■ **Assignment**
From the records below, take each line where the string "import" shows up and copy it.

■ **Records shown**
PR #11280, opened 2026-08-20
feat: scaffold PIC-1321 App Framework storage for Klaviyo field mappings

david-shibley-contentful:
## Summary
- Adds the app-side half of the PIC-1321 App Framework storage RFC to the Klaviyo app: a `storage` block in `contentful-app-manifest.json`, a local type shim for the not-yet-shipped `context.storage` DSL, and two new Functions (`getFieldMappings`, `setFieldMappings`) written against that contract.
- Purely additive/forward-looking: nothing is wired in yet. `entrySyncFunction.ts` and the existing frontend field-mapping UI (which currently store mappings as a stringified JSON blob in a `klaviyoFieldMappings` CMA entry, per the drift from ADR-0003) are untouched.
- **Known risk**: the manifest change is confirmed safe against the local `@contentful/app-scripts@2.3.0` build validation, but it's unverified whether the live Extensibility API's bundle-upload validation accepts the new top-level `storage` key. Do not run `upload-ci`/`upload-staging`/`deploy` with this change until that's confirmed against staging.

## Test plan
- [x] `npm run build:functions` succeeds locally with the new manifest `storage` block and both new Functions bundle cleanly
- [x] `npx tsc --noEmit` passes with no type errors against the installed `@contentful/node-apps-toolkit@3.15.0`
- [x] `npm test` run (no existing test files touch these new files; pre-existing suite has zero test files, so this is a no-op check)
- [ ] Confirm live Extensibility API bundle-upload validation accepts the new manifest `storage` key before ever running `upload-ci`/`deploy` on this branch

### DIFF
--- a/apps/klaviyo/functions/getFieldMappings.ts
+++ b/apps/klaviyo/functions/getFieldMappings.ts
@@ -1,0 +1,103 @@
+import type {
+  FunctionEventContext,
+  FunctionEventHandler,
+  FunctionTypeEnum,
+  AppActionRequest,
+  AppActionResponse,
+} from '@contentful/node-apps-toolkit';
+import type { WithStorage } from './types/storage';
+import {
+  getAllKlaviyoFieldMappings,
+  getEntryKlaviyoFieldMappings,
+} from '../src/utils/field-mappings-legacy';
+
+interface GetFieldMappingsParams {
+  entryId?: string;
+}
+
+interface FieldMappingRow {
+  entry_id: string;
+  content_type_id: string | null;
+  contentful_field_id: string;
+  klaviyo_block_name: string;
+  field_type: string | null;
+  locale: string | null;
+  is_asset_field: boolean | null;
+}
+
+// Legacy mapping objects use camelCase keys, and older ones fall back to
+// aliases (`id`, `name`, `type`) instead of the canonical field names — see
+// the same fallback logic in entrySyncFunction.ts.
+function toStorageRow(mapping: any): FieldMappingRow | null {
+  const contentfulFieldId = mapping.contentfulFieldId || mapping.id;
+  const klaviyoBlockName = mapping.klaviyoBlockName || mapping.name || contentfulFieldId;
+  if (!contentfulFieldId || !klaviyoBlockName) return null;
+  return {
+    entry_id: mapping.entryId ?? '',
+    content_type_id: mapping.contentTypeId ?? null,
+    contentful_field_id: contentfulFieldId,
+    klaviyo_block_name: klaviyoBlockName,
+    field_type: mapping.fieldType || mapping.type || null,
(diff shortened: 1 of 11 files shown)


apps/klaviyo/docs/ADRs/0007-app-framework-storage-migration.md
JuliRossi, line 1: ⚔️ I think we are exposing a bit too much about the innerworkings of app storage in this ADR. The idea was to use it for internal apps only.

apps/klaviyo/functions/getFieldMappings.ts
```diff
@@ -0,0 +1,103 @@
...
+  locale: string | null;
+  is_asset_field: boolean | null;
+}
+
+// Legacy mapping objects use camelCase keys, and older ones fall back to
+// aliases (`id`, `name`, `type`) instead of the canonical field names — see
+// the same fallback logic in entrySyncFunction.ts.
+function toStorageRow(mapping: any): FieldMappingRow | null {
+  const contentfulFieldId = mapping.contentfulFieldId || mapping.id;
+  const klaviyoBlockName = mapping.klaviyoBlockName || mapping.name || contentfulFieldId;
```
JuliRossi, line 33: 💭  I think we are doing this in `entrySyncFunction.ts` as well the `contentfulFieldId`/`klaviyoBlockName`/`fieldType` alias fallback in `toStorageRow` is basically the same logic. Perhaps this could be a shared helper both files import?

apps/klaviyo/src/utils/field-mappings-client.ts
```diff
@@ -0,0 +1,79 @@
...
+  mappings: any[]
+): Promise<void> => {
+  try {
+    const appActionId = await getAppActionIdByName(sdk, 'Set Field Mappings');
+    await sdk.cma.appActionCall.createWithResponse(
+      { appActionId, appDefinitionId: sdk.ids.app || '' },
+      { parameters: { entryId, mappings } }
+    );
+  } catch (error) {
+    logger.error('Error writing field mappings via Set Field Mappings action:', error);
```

■ **Exercise response**
+import type {
+import type { WithStorage } from './types/storage';
+import {
JuliRossi, line 33: 💭  I think we are doing this in `entrySyncFunction.ts` as well the `contentfulFieldId`/`klaviyoBlockName`/`fieldType` alias fallback in `toStorageRow` is basically the same logic. Perhaps this could be a shared helper both files import?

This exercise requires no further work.